- [DATA SUPPLIED]:
PR #868, opened 2024-04-30
Class to hold info about parameters

nv-braf:
As part of the scaffolding for the new search we need to more cleanly define the parameters the user wants to search. A new dataclass (ConfigParameter) and the accessor class (ConfigParameters) have been created to cleanly handle user defined parameters.

Note: Usage of this in MA will be in a follow-on story

### DIFF
--- a/model_analyzer/config/generate/config_parameter.py
+++ b/model_analyzer/config/generate/config_parameter.py
@@ -1,0 +1,48 @@
+#!/usr/bin/env python3
+
+# Copyright 2024, NVIDIA CORPORATION & AFFILIATES. All rights reserved.
+#
+# Licensed under the Apache License, Version 2.0 (the "License");
+# you may not use this file except in compliance with the License.
+# You may obtain a copy of the License at
+#
+#     http://www.apache.org/licenses/LICENSE-2.0
+#
+# Unless required by applicable law or agreed to in writing, software
+# distributed under the License is distributed on an "AS IS" BASIS,
+# WITHOUT WARRANTIES OR CONDITIONS OF ANY KIND, either express or implied.
+# See the License for the specific language governing permissions and
+# limitations under the License.
+
+from dataclasses import dataclass
+from enum import Enum, auto
+from typing import Any, List, Optional
+
+
+class ParameterType(Enum):
+    MODEL = auto()
+    RUNTIME = auto()
+    BUILD = auto()
+
+
+class ParameterCategory(Enum):
+    INTEGER = auto()
+    EXPONENTIAL = auto()
+    LIST = auto()
+
+
+@dataclass
+class ConfigParameter:
+    """
+    A dataclass that holds information about a configuration parameter
+    """
+
+    ptype: ParameterType
+    category: ParameterCategory
+
+    # These are only applicable to INTEGER and EXPONENTIAL categories
+    min_range: Optional[int] = None
+    max_range: Optional[int] = None
+
+    # This is only applicable to LIST category
+    enumerated_list: List[Any] = []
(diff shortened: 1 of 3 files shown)


model_analyzer/config/generate/config_parameters.py
```diff
@@ -0,0 +1,100 @@
...
+
+    def _check_for_illegal_list_input(
+        self,
+        min_range: Optional[int],
+        max_range: Optional[int],
+        enumerated_list: List[Any],
+    ) -> None:
+        if not enumerated_list:
+            raise TritonModelAnalyzerException(
+                f"enumerated_list must be specified for a LIST"
```
nv-hwoo, line 91: Is this typo?
```suggestion
                f"enumerated_list must be specified for a list"
```

model_analyzer/config/generate/config_parameters.py
```diff
@@ -0,0 +1,100 @@
...
+        return self._parameters[name].ptype
+
+    def get_category(self, name: str) -> ParameterCategory:
+        return self._parameters[name].category
+
+    def get_range(self, name: str) -> Tuple[int, int]:
+        return (self._parameters[name].min_range, self._parameters[name].max_range)
+
+    def get_list(self, name: str) -> List[Any]:
+        return self._parameters[name].enumerated_list
```
nv-hwoo, line 60: Should these be handled by ConfigParameters object? I feel like we just need to provide a single accessor to the underlying parameter by name and the users can use ConfigParameter object to get whatever they need with that parameter (since it's a dataclass).

model_analyzer/config/generate/config_parameters.py
```diff
@@ -0,0 +1,100 @@
...
+
+    def add_parameter(
+        self,
+        name: str,
+        ptype: ParameterType,
+        category: ParameterCategory,
+        min_range: Optional[int] = None,
+        max_range: Optional[int] = None,
+        enumerated_list: List[Any] = [],
+    ):
```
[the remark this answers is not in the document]
nv-braf: Fixed

model_analyzer/config/generate/config_parameters.py
nv-braf: Fixed

model_analyzer/config/generate/config_parameters.py
nv-braf: I'm not sure. Maybe this is overkill and never gets used, but I figured it couldn't hurt to add these.

nv-hwoo: IMO I don't think it will be late to add these later, but I'll leave it up to you to make the final call.

nv-braf: There in and tested at this point, so it'd be more work to rip them out. Going to leave it as is and merge.

model_analyzer/config/generate/config_parameter.py
```diff
@@ -0,0 +1,48 @@
...
+# WITHOUT WARRANTIES OR CONDITIONS OF ANY KIND, either express or implied.
+# See the License for the specific language governing permissions and
+# limitations under the License.
+
+from dataclasses import dataclass
+from enum import Enum, auto
+from typing import Any, List, Optional
+
+
+class ParameterType(Enum):
```
dyastremsky, line 22: SearchUsageType

model_analyzer/config/generate/config_parameter.py
```diff
@@ -0,0 +1,48 @@
...
+    MODEL = auto()
+    RUNTIME = auto()
+    BUILD = auto()
+
+
+class ParameterCategory(Enum):
```
dyastremsky, line 28: ParameterType

PR #869, opened 2024-05-03
Connect up parameter description class

nv-braf:
The objective is to capture all user search requirements into a class (called ConfigParameters) to standardize this before going to whatever search algorithm we end up implementing.

Incorporates the new ConfigParameters class into the CLI.
The the unit testing for the new mehtods is done in `test_config` as it's easier to test there, than to bring all the code into a new testbench to handle paring CLI/YAML config files.

**RENAMED class to SearchParameters**


model_analyzer/config/input/config_command.py
```diff
@@ -289,10 +289,10 @@ def _check_quick_search_model_config_parameters_combinations(self) -> None:
         if not "profile_models" in config:
             return
 
-        if config["run_config_search_mode"] != "quick":
```
nv-braf, line 292: These are bugs I found via inspection

model_analyzer/config/generate/config_parameters.py
```diff
@@ -53,12 +54,146 @@ def get_type(self, name: str) -> ParameterType:
...
+            self._add_parameter(
+                name=parameter_name,
+                ptype=ptype,
+                category=ParameterCategory.LIST,
+                enumerated_list=parameter_list,
+            )
+        else:
+            category = self._determine_parameter_category(parameter_name)
+
+            if category == ParameterCategory.EXPONENTIAL:
```
dyastremsky, line 110: This logic appears to be very trusting that things are done right elsewhere. Do we want to add safeguards?

If a parameter list is passed, do the RCS values get silently ignored? I thought all four parameters (including parameter_list) are passed elsewhere, which means the RCS values would be ignored. If a parameter list is not passed, it feels like the error is a bit misleading, since what if it's not passed but the parameter isn't supposed to be exponential/linear. I think some refactoring needs to be done here. I think this can exist as one function, but with increased documentation to understand what is happening and safeguarding to prevent logic errors.

model_analyzer/config/generate/config_parameters.py
```diff
@@ -53,12 +54,146 @@ def get_type(self, name: str) -> ParameterType:
...
+            parameter_name="concurrency",
+            rcs_min_value=config.run_config_search_min_concurrency,
+            rcs_max_value=config.run_config_search_max_concurrency,
+            parameter_list=parameters["concurrency"],
+        )
+
+    def _populate_parameter(
+        self,
+        parameter_name: str,
+        rcs_min_value: Optional[int] = None,
```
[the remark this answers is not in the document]
dyastremsky: Also, a nit, but I would love for the params to go parameter_name, parameter_list, rcs_min_value, rcs_max_value. It feels like parameters are a bit more logically grouped there, but this is very subjective.

model_analyzer/config/input/config_command_profile.py
```diff
@@ -1529,19 +1529,34 @@ def _autofill_values(self):
...
-                    "request_rate": self.request_rate,
-                }
+                if self.run_config_search_mode != "optuna":
+                    new_model["parameters"] = {
+                        "batch_sizes": self.batch_sizes,
+                        "concurrency": self.concurrency,
+                        "request_rate": self.request_rate,
+                    }
+                else:
+                    if self._fields["batch_sizes"].is_set_by_user():
```
dyastremsky, line 1539: Why does this work differently than concurrency and request_rate? Can we remove the branching to speed up the code? E.g. set self.batch_sizes to an empty list by default then update them if the user sets batch sizes?

dyastremsky: Actually, it looks like Python may not optimize for branchless code, so removing the branching should only be done if it makes the code cleaner without making it do more work (I think it still might).

StackOverflow conversation on why Python does not optimize branchless code [here](stackoverflow.com/questions/72118249). Note that I'm seeing different things online about whether it optimizes for branchless programming or not.

tests/test_config.py
```diff
@@ -18,14 +18,26 @@
...
 
+from model_analyzer.analyzer import Analyzer
 from model_analyzer.cli.cli import CLI
+from model_analyzer.config.generate.config_parameters import (
+    ParameterCategory,
+    ParameterType,
+)
 from model_analyzer.config.input.config_command_profile import ConfigCommandProfile
 from model_analyzer.config.input.config_command_report import ConfigCommandReport
 from model_analyzer.config.input.config_defaults import (
```
dyastremsky, line 33: Would it maybe make sense to import than config_defaults, then use all of the below constants? That would make this section more concise. It seems like you'd be using all/most of them anyway.

tests/test_config.py
```diff
@@ -2388,6 +2400,172 @@ def test_model_type_llm(self):
...
+
+        config = self._evaluate_config(args, yaml_content)
+
+        analyzer = Analyzer(config, MagicMock(), MagicMock(), MagicMock())
+        analyzer._populate_search_parameters()
+
+        batch_sizes = analyzer._search_parameters["add_sub"].get_parameter(
+            "batch_sizes"
+        )
+        self.assertEqual(ParameterType.MODEL, batch_sizes.ptype)
```
dyastremsky, line 2431: Could you add comment headers to visually organize the test (helps with skimming for understanding and finding the parts you need)? E.g. this section is for batch sizes, next one is for concurrency sizes, etc.

tests/test_config.py
```diff
@@ -2388,6 +2400,172 @@ def test_model_type_llm(self):
             config.inference_output_fields, DEFAULT_LLM_INFERENCE_OUTPUT_FIELDS
         )
 
+    def test_config_parameter_creation_default(self):
+        """
+        Test that config parameters are correctly created in default optuna case
```
dyastremsky, line 2405: I don't know too much about optuna, but do we need tests that are for default optuna multi-model or non-optuna single-model?

tests/test_config.py
```diff
@@ -2388,6 +2400,172 @@ def test_model_type_llm(self):
             config.inference_output_fields, DEFAULT_LLM_INFERENCE_OUTPUT_FIELDS
         )
```
dyastremsky, line 2402: Also, dang, there are a lot of tests in this file! This is likely a reach here, but I wanted to drop the idea of [parameterization](https://docs.pytest.org/en/7.1.x/example/parametrize.html) in case it's possible here. It may not be, but wanted to share in case we can use it in more testing in the future.


This comment is a conversational comment, it's not a review/blocking comment.

Note: I dropped a Pytest link (and switching to it should be as simple as changing the command line command from `unittest` to `pytest`, but [unittest also seems to have options](https://stackoverflow.com/questions/32899/how-do-you-generate-dynamic-parameterized-unit-tests-in-python) if we prefer to not go the PyTest route.

dyastremsky (commented):
Fantastic work on this, Brian! I appreciate your explanations, comments, and cleanup of past code. Some great code quality here.

model_analyzer/config/generate/config_parameters.py
```diff
@@ -26,23 +28,23 @@ class ConfigParameters:
     Contains information about all configuration parameters the user wants to search
     """
 
-    def __init__(self):
-        self._parameters: Dict[str, ConfigParameter] = {}
+    # These map to the run-config-search fields (see config.md for details)
```
dyastremsky, line 31:
```suggestion
    # These map to the run-config-search fields.
    # See github.com/triton-inference-server/model_analyzer/blob/main/docs/config.md
```

model_analyzer/config/generate/config_parameters.py
```diff
@@ -26,23 +28,23 @@ class ConfigParameters:
...
+    exponential_rcs_parameters = ["batch_sizes", "concurrency"]
```
dyastremsky, line 32: I think I'm still missing the context here. Could we sync offline about this? I think something isn't clear here, and I wonder if we could resolve it.

model_analyzer/config/input/config_command_profile.py
dyastremsky: Understood, thanks for sharing the greater code logic. I'll resolve this.

If it's something you're interested, a ternary operator could look quite nice in a situation like this. That's a personal choice though, this looks good too. `new_model["parameters"] = self._fields["batch_sizes"].is_set_by_user() ? self.batch_sizes : []`

tests/test_config.py
dyastremsky: Oh, I mean `import model_analyzer.config.input.config_defaults as config_defaults` or equivalent. Not `from model_analyzer.config.input.config_defaults import *`.

model_analyzer/config/generate/config_parameters.py
```diff
@@ -26,23 +29,22 @@ class ConfigParameters:
     Contains information about all configuration parameters the user wants to search
     """
 
-    def __init__(self):
-        self._parameters: Dict[str, ConfigParameter] = {}
+    exponential_parameters = ["batch_sizes", "concurrency"]
+    linear_parameters = ["instance_group"]
```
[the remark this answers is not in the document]
dyastremsky: Thanks for clarifying!

tests/test_config.py
nv-braf: Oh, yes you could do that but then the names get longer when they're used. My preference is to call them out explicitly.

model_analyzer/config/generate/config_parameters.py
dyastremsky: Decision: Just add headers for the two "types". The comment with the explanation and documentation link will go into SearchParameter.

model_analyzer/config/generate/config_parameters.py
```diff
@@ -53,12 +54,146 @@ def get_type(self, name: str) -> ParameterType:
...
+    def _populate_parameters(
+        self,
+        config: ConfigCommandProfile,
+        parameters: Dict[str, Any],
+    ) -> None:
+        self._populate_parameter(
+            parameter_name="batch_sizes",
+            rcs_min_value=config.run_config_search_min_model_batch_size,
+            rcs_max_value=config.run_config_search_max_model_batch_size,
+            parameter_list=parameters["batch_sizes"],
```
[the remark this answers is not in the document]
dyastremsky: Since we're using multiple lists, leaving it this way sounds good.

model_analyzer/config/generate/config_parameters.py
```diff
@@ -53,12 +55,147 @@ def get_type(self, name: str) -> ParameterType:
...
+        self._populate_model_config_parameters(config, model_config_parameters)
+
+    def _populate_parameters(
+        self,
+        config: ConfigCommandProfile,
+        parameters: Dict[str, Any],
+    ) -> None:
+        self._populate_parameter(
+            parameter_name="batch_sizes",
+            rcs_parameter_min_value=config.run_config_search_min_model_batch_size,
```
dyastremsky, line 80: We talked about potentially breaking this into two populate parameters (RCS vs list parameter)

nv-braf: Broken!

dyastremsky (approved):
Thanks for addressing the changes so well! The code looks fantastic. Great work!

PR #1234, opened 2026-08-24
fix: repair seven defects found in the installed rc.10 sweep

wlsdks:
## Summary

Walking the installed rc.10 app surface by surface turned up seven defects that unit tests could not see, because each one only appears in a real session. Each fix carries a regression test.

**Keyboard shortcuts were dead for this product's primary audience.** Combos matched the character a key *produced*, so with a Korean input source the D key emits a jamo and never equals `"d"`. The docs drawer, search, open-folder and docs palette were all unreachable while the shortcut sheet advertised them. Matching `event.code` makes a letter shortcut mean the key's position, which is what it always meant. IME composition keystrokes are left alone.

**The relation editor could wedge permanently.** It stays mounted for its exit animation and is keyed by node id, so reopening the same node returned the previous instance — and the success path never reset `saving`. The panel came back showing an already-written change with every control disabled, including "edit again". Measured frozen past 90s on the shipped build.

The rest are smaller but visible in the same walk:

- Hangul fell through to a system monospace face and rendered with broken spacing wherever a label used `font-mono`
- the relation legend drew depends-on and related-to at a size where their difference could not be seen (the canvas encoding is unchanged; only the swatch grew)
- the notification bell looked identical whether or not anything was unread
- the INDEX panel covered the first toolbar chip
- the git location read as loose text beside three bordered buttons
- a running agent turn showed a motionless dot

## Test plan

- `pnpm checks:changed -- --run` — all recommended checks
- `pnpm test:contracts` — 2047 passing, lint-warning ratchet at 0
- `pnpm source:language` — 0 violations
- `pnpm exec tsc --noEmit`, `pnpm knip`, `pnpm docs:surface:check`, `pnpm vault:validate`
- Playwright `overflow-sweep` and `ontology-ui` pass
- Verified in the built static bundle: Korean `ㅏ`+`KeyK` opens the palette and `ㅇ`+`KeyD` opens the docs drawer; both were dead before
- The meaning-editor test was probed in both directions — RED without the reset, GREEN with it

### Known pre-existing failure

`tests/e2e/map-viewport-reframe.spec.ts` fails on this machine (0.359 vs 0.35 threshold). Verified it fails identically on a **clean tree with zero changes** — machine-speed sensitive, not caused by this PR.

https://claude.ai/code/session_01W194qVZSimwSpLaeQs9xNs

### DIFF
--- a/app/globals.css
+++ b/app/globals.css
@@ -358,7 +358,15 @@
 
   /* Font family */
   --font-sans: var(--font-pretendard), system-ui, sans-serif;
-  --font-mono: var(--font-jetbrains), ui-monospace, monospace;
+  /* JetBrains Mono carries no Hangul, so before Pretendard was listed here every
+     Korean string set in `font-mono` fell through to the system monospace face —
+     which renders Hangul full-width and substitutes fullwidth punctuation. On the
+     shipped build that turned eyebrow and data labels into visibly broken spacing:
+     wide gaps between syllables and fullwidth parentheses. Latin and
+     digits still resolve to JetBrains first, so slugs, paths and tabular numerals
+     are unchanged; only Hangul now lands on the Korean face the rest of the app
+     already uses. Guard: tests/contract/mono-hangul-fallback.contract.test.ts */
+  --font-mono: var(--font-jetbrains), var(--font-pretendard), ui-monospace, monospace;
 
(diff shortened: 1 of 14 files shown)


wlsdks:
Superseded by #1240. These commits are carried there, rebased onto current `main`.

- [TASK TO CARRY OUT]:
Find the lines above holding the word "both" and show them.

- [REPLY]:
- Verified in the built static bundle: Korean `ㅏ`+`KeyK` opens the palette and `ㅇ`+`KeyD` opens the docs drawer; both were dead before
- The meaning-editor test was probed in both directions — RED without the reset, GREEN with it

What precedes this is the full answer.